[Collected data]
★ ★ ★ ★ ★

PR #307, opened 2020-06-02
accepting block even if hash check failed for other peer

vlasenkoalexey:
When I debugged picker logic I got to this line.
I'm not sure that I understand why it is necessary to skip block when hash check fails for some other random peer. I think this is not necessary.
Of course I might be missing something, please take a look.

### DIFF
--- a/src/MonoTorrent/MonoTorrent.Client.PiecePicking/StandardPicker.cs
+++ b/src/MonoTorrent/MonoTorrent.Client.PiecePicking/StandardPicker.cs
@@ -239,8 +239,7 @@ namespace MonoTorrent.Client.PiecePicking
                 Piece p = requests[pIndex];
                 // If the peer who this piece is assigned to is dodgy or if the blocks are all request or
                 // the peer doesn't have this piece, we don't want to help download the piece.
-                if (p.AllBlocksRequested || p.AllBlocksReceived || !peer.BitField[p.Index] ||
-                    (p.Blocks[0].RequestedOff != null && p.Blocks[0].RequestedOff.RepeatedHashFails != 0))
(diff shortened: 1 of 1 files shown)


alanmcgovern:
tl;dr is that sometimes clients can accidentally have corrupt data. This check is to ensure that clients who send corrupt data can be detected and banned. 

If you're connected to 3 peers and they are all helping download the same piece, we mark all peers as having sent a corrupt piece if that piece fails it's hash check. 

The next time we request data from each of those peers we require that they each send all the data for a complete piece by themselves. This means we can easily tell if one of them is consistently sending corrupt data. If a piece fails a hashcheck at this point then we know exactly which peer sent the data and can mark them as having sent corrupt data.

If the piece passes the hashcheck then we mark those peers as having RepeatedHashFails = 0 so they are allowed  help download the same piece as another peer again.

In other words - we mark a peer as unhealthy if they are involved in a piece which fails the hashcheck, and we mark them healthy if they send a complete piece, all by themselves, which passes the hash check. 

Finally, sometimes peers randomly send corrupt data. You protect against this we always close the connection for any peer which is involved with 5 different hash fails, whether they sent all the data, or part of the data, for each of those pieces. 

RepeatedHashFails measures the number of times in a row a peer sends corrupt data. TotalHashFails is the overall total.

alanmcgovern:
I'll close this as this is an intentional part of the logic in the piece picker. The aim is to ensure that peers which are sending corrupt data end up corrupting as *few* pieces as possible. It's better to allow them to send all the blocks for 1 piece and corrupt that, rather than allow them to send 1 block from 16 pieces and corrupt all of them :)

★ ★ ★ ★ ★

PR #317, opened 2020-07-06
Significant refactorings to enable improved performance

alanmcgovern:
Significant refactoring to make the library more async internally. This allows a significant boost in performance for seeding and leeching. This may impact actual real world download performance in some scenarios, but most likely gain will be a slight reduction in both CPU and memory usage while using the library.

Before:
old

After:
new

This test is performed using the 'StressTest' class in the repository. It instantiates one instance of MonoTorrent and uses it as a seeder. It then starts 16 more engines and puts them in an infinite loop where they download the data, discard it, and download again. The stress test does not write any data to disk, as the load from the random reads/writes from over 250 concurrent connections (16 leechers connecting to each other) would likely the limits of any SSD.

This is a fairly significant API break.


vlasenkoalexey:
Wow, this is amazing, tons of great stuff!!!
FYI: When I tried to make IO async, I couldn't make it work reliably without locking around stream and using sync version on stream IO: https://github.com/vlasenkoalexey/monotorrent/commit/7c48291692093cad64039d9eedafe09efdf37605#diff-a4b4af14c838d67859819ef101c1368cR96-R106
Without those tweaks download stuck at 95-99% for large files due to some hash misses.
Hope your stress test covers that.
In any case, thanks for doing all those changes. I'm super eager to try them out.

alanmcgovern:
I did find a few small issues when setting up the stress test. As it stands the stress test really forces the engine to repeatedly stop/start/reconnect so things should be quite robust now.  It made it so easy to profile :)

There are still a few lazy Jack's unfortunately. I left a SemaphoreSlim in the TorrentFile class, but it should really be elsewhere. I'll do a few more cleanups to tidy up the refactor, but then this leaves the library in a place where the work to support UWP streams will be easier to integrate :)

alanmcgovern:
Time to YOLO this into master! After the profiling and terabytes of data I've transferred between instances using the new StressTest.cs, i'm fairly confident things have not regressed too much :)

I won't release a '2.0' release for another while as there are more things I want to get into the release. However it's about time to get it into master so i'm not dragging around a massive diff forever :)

★ ★ ★ ★ ★

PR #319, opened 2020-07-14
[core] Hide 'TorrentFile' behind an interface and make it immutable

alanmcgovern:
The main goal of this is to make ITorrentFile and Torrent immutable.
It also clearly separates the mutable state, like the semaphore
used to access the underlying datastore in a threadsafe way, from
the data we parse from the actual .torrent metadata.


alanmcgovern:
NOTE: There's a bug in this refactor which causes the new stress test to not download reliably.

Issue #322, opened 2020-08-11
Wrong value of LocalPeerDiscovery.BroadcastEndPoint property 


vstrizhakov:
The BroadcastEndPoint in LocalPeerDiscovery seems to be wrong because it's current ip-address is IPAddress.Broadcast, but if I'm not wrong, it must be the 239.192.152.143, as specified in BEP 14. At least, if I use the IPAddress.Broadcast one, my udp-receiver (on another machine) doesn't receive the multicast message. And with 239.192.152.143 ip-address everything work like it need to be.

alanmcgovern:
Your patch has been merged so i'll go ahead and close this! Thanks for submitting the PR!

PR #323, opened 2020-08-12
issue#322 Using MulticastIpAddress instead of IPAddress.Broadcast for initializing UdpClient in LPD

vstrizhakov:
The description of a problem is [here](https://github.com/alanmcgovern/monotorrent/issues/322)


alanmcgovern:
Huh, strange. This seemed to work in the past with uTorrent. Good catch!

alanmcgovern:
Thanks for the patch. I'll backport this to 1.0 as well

★ ★ ★ ★ ★

Your goal
Copy out, exactly and alone, the lines of the entries above between the ones holding "I did find a" and "I won't release", inclusive.

Answer below
I did find a few small issues when setting up the stress test. As it stands the stress test really forces the engine to repeatedly stop/start/reconnect so things should be quite robust now.  It made it so easy to profile :)

There are still a few lazy Jack's unfortunately. I left a SemaphoreSlim in the TorrentFile class, but it should really be elsewhere. I'll do a few more cleanups to tidy up the refactor, but then this leaves the library in a place where the work to support UWP streams will be easier to integrate :)

alanmcgovern:
Time to YOLO this into master! After the profiling and terabytes of data I've transferred between instances using the new StressTest.cs, i'm fairly confident things have not regressed too much :)

I won't release a '2.0' release for another while as there are more things I want to get into the release. However it's about time to get it into master so i'm not dragging around a massive diff forever :)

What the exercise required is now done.